As It Happens

Breasts' 'jiggle physics' met with online controversy

This week, video game company Capcom released footage of its highly anticipated game Street Fighter V. Soon after, online critics quickly criticized the depiction of one character. In particular -- one character's breasts.
(Capcom-Unity)

This week, video game company Capcom released footage of its highly anticipated game Street Fighter V. Soon after, online critics quickly criticized the depiction of one character. In particular -- one character's breasts.

The footage features popular character Chun-Li. In it, her breasts are bouncing uncontrollably.

"They're jiggling all over the place in a way that I think is meant to be provocative," game developer Brianna Wu tells As it Happens co-host Carol Off. "But, to be honest, it's kind of a little ridiculous and embarrassing for Capcom."

The company has since come forward and said Chun-Li's jiggling breasts were a glitch.

But, Wu doesn't buy it.

"When I see this, I believe someone at Capcom basically turned up the settings on Chun-Li's breasts and made them very jiggly," she says.

When game developers try to simulate the natural movement of breasts it's called "jiggle physics." 

"Sometimes we cheat animations by hooking controls up to them that simulate physics," says Wu.

But, "we tend to hook those controls up to women's breasts.

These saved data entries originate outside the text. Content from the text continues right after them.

PR #4238, opened 2025-04-28
refactor: use slices.Clone

careworry:
replacing append([]T(nil), s...) by slices.Clone(s) added in go1.21.  https://pkg.go.dev/slices#Clone


cristaloleg:
Will be addressed in https://github.com/celestiaorg/celestia-node/pull/4239

PR #4244, opened 2025-04-28
fix(core): `storeEDS` respects window param

renaynay:
This fixes a bug where `storeEDS` would bypass the check to see if the node is a pruned node that it should not store historic blocks. While this isn't critical, because pruner would clean them up eventually anyway, this helps avoid unnecessary writes during the syncing process for pruned BNs.

Thanks to @chatton for unlocking this find!

### DIFF
--- a/core/option.go
+++ b/core/option.go
@@ -4,6 +4,7 @@ import (
 	"time"
 
 	"github.com/celestiaorg/celestia-node/nodebuilder/p2p"
+	"github.com/celestiaorg/celestia-node/share/availability"
 )
 
 type Option func(*params)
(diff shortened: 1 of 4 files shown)


core/option.go
```diff
@@ -17,7 +18,7 @@ type params struct {
 
 func defaultParams() params {
 	return params{
-		availabilityWindow: time.Duration(0),
+		availabilityWindow: availability.StorageWindow,
```
renaynay, line 21: this is the most important change - we were not passing the availability window properly to the listener + to the core fetcher, making this bug possible.

Wondertan (approved):
Nice find

walldiss (approved):

cristaloleg (approved):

It's ostensibly meant to be convincing animation but the truth is it's meant to be sexual in nature."  

Wu is one of the co-founders of the video game company Giant Spacekat. She's also an outspoken critic of female representations in the game industry. Last year, Wu was at the forefront of a controversy called Gamergate.

"Gamergate is a group that likes games exactly the way that they are. They're a bunch of men that feel like their culture is under attack," she says.

Wu received death threats online and, at one point, was forced to leave her home.

"It's truly a scary time to be a woman in the game industry."